By the way, the feeding habit of nutcrackers is why you seldom find any whitebark pine cones on the ground, just cone fragments left by the nutcrackers. This can make it more difficult to tell a whitebark pine from a western white pine. If you are at the timberline, it’s probably a whitebark. If it’s a small tree, it may not be producing cones yet, so good luck. Looking at the needles may help. Whitebark needles are green, while western white pine needles are blue-green.

The scientific name of whitebark pine is Pinus albicaulis. The common and scientific names describe the whitebark pine. Albicaulis means "white stemmed." To remember the name, think of it as the "Albino-bark Pine." Other common names: Pitch pine, scrub pine, and creeping pine. John Muir called it "Dwarf Pine."

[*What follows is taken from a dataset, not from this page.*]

PR #323, opened 2019-07-18
va/va_trace: Dump VP9 parameters for profile 1~3

xhaihao:


HeJunyan:
I have a try and it works OK for me.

If you go looking for whitebark pine, you may be disappointed. Like other white pines, whitebark pine has been decimated by white pine blister rust. You can see their ghostly, white forms still standing in large areas, for example, above Mount Hood Meadows. White pine blister rust is a disease caused by an Asian fungus, which was introduced to North America over 100 years ago. It has caused serious damage to the white pines all across the U.S. In the Northwest, white pine blister rust has infected large areas of whitebark pine. The fungus first attacks the needle, then the branches, and eventually the trunk of the tree.

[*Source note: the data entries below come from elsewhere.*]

PR #324, opened 2019-07-20
add multiple frame capability report

XinfengZhang:

### DIFF
--- a/va/va.h
+++ b/va/va.h
@@ -773,6 +773,10 @@ typedef enum
      *  previous frame (PoC < current).
      */
     VAConfigAttribPredictionDirection   = 39,
+    /** \brief combined submission of multiple frames from different streams, it is optimization for different HW
+     * implementation, multiple frames encode/decode can improve HW concurrency
+     */
+    VAConfigAttribMultipleFrame         = 40,
     /**@}*/
     VAConfigAttribTypeMax
 } VAConfigAttribType;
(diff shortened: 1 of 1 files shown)


va/va.h
```diff
@@ -773,6 +773,10 @@ typedef enum
      *  previous frame (PoC < current).
      */
     VAConfigAttribPredictionDirection   = 39,
+    /** \brief combined submission of mutiple frames from different stream,  it is optimization for different HW
```
dmitryermilov: multiple

dmitryermilov: streams

va/va.h
```diff
@@ -773,6 +773,10 @@ typedef enum
...
+     * implementation, mutiple frames encode/decode can improve HW concurrency
```
dmitryermilov: multiple

va/va.h
```diff
@@ -1111,6 +1115,21 @@ typedef union _VAConfigAttribValEncRateControlExt {
     uint32_t value;
 } VAConfigAttribValEncRateControlExt;
 
+/** \brief Attribute value for VAConfigAttribMultipleFrame*/
+typedef union _VAConfigAttribValMultipleFrame {
+    struct {
+        /** \brief max num of concurrent frames from different stream */
+        max_num_concurrent_frames      : 8;
+        /** \brief indicate whether MF support mixed codecs */
+        mixed_codecs                   : 1;
```
dmitryermilov: I believe it would be great if the new interface can say which combination of codec is supported.

va/va.h
```diff
@@ -1111,6 +1115,21 @@ typedef union _VAConfigAttribValEncRateControlExt {
...
+        /** \brief indicate whether all stream must support same quality level */
+        mixed_quality_level            : 1;
```
dmitryermilov: As as above.

va/va.h
XinfengZhang: see, but 32 bit is hard to describe it. I dont want to declare some Macro such as CODEC_H264 CODEC_HEVC  which can be OR'd together, because there are vaProfileXXXX already.

va/va.h
XinfengZhang: describe it , need 7 bits at least, and cant be common, I dont know how much quality levels is supported by other vendors

va/va.h
dmitryermilov: Then, IMO, it's useless because application won't be able to build a proper logic using  bool 'mixed_codecs'. In such case it's better to simply remove it.

XinfengZhang: thanks, agree, will remove it

Maggieie: hi Carl, 
last time we discussed to remove mixed_codecs for now, right? could you remove it?

va/va.h
Maggieie: we support any combination of mixed quality level. so will it be ok to just use one flag?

Whitebark pines tested for resistance to blister rust.
Some survive, others, not so much.

White pine blister rust has a fascinating life history. It requires two host species to complete its life cycle. One is a white pine. The other can be a variety of plants from the Ribes genus, locally, usually shrubs like currants and gooseberries. The infected shrubs infect the trees, and the trees in turn infect more shrubs. If you remove one of the hosts, the fungus cannot reproduce. Years ago, the Forest Service sent out summer workers to clear affected areas of the shrubs necessary to complete the life cycle of the fungus. Unsurprisingly, that effort failed. More recently, efforts have been underway to develop genetic strains of whitebark pine that are resistant to the disease. For details on this effort, see this post on the Dorena Genetic Resource Center

Whitebark pines just don’t seem to be able to catch a break. Recently, the mountain pine beetle has attacked large areas of whitebark pine. More outbreaks are likely as winters become warmer allowing pine beetles to survive in areas where they were once killed by cold winters. Due to the decline in whitebark pine from blister rust and beetles, it is now listed as an endangered species on the IUCN Red List. Climate change may prove to be the biggest challenge to the survival of whitebark pine.

Whitebark pines may need our help to survive the assault of these enemies. They are an important member of the alpine ecosystem, providing food for nutcrackers and shelter to other birds and mammals, and contributing to the beauty of the high mountain environment. We can help them survive by supporting efforts to combat blister rust, and by reducing greenhouse gas emissions.

If you want to see some whitebark pines, here are some locations that are easy to get to: Above Timberline Lodge on Mount Hood, on the rim above Crater Lake, and at the top of the Mount Howard tram at Wallowa Lake.


More info

Northwest Conifers: Whitebark Pine  

Gymnosperm Database: Pinus albicaulis 

Our Threatened Timberlines: The Plight of Whitebark Pine Ecosystems  


  1. I should plant some of these in my yard, but they probably would not survive! I do recall seeing some weather-beaten ones up at Crater Lake! On a side note, that nutcracker can carry up to 100 of the seeds at once! It should be called a "nut hauler." :-)

    1. Yes, I doubt they would do well down here in the valley. Hoyt Arboretum doesn't have any growing there.